== Data for this task ==

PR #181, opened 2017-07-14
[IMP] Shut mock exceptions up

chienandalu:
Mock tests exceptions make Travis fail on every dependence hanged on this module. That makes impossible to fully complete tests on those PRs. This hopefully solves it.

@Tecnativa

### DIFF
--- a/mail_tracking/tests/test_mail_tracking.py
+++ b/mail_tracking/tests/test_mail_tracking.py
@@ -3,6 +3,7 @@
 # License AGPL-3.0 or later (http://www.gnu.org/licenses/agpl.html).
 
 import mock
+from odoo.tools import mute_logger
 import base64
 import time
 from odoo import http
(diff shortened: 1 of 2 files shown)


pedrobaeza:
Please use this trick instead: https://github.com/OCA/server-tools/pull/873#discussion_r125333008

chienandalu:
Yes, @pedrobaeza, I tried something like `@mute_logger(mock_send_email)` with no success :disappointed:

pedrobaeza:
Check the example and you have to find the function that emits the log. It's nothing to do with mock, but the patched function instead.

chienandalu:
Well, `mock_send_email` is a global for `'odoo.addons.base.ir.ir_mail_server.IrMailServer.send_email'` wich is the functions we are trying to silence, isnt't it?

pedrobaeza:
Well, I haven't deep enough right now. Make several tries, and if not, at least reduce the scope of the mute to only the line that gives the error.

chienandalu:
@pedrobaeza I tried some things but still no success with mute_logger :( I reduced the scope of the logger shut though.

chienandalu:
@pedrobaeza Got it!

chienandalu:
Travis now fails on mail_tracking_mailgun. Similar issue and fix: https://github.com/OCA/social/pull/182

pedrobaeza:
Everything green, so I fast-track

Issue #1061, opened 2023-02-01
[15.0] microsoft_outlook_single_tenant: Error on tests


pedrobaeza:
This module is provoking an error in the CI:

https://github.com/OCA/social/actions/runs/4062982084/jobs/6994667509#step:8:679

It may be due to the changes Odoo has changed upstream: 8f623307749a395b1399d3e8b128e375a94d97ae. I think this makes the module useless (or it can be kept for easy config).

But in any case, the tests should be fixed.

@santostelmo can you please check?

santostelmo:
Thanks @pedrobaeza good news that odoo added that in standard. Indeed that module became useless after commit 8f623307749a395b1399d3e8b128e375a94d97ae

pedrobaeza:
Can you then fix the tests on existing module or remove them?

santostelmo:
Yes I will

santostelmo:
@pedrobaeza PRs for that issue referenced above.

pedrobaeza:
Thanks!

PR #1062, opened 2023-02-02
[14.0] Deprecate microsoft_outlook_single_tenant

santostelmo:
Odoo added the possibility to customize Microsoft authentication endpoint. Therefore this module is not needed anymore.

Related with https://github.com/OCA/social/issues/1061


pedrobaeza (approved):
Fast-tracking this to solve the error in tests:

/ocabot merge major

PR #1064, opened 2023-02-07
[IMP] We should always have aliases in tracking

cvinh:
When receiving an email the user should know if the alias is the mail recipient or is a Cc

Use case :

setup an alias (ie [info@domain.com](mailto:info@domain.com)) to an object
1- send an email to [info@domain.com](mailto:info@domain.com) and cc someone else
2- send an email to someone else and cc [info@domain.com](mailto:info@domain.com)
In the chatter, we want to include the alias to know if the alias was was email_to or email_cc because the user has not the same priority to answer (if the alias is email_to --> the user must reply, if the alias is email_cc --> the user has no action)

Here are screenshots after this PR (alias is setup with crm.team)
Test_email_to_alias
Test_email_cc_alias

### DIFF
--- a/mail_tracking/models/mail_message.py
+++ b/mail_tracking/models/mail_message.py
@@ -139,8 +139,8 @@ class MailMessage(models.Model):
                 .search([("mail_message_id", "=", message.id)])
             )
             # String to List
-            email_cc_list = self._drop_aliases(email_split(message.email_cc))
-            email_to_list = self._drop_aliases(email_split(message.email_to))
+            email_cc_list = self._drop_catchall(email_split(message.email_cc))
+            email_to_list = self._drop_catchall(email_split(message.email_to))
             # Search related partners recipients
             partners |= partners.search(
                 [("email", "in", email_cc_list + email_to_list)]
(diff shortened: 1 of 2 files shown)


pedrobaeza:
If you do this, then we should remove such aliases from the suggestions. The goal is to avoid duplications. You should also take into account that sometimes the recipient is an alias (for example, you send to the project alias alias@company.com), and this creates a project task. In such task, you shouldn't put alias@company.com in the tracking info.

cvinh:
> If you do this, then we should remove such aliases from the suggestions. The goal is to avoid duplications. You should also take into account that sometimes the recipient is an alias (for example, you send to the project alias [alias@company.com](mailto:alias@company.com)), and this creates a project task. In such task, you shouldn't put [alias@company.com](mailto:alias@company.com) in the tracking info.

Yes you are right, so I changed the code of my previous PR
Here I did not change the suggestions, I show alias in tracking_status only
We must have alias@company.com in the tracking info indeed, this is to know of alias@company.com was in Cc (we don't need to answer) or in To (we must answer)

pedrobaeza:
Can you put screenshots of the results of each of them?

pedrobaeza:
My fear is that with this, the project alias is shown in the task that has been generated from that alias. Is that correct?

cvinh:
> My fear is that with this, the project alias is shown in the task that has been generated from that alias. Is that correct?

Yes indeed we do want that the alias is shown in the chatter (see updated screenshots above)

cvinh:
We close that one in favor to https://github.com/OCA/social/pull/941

===

Your goal: Gather every line from the listing above in which the word "only" appears.

Response to the task:
Well, I haven't deep enough right now. Make several tries, and if not, at least reduce the scope of the mute to only the line that gives the error.
Here I did not change the suggestions, I show alias in tracking_status only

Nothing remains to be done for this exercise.